◆ Work required: For every line in the data below, check for the word "responseObject", then state how many lines have it. Answer with the number only.

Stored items
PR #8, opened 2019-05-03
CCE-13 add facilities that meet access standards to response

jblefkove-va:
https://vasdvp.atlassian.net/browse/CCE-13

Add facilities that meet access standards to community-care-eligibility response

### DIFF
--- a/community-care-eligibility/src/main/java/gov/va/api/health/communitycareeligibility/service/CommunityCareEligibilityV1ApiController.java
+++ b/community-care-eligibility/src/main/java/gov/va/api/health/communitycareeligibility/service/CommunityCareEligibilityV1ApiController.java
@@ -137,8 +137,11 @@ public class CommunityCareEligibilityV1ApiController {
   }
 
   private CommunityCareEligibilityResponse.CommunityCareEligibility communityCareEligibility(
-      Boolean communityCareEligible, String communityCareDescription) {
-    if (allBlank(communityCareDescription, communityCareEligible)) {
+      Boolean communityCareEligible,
---
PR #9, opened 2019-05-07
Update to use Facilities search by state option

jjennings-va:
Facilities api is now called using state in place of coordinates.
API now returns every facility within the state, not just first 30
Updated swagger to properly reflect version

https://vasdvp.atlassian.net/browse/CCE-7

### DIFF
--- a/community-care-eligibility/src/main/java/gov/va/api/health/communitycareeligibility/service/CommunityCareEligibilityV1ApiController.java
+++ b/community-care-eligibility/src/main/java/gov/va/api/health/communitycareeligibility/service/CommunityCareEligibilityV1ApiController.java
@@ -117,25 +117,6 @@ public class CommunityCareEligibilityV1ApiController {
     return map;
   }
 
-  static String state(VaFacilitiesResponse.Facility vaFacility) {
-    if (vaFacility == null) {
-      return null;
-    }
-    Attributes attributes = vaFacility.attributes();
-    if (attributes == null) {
==
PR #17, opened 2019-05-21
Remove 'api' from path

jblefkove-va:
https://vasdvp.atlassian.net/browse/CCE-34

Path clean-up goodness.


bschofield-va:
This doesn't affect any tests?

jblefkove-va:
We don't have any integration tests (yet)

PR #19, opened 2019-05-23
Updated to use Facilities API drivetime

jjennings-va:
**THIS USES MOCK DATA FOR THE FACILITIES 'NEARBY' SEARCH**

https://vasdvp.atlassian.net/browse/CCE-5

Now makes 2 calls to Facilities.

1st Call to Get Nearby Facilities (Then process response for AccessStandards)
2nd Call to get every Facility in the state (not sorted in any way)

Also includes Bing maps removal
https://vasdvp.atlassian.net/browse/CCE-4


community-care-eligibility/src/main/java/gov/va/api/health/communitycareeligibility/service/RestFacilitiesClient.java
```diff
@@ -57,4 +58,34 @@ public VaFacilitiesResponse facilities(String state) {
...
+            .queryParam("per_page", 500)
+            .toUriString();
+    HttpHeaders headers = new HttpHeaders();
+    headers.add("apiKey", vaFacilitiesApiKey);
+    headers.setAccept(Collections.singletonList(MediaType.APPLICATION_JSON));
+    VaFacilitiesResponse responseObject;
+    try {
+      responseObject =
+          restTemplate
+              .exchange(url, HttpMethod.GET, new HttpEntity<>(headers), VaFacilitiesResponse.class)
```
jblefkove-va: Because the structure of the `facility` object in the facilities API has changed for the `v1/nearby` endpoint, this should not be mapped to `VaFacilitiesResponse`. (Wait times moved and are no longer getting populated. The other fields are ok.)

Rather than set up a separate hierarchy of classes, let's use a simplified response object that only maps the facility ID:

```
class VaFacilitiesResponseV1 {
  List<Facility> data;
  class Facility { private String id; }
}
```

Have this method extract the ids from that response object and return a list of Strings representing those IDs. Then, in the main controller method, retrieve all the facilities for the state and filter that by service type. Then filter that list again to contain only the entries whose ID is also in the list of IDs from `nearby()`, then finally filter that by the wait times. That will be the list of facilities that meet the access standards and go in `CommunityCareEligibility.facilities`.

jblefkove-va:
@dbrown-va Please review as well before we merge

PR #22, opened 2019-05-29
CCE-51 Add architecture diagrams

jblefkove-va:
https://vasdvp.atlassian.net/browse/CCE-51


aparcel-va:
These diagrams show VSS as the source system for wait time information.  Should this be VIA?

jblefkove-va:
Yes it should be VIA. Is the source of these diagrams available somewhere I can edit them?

◆ Output below: 2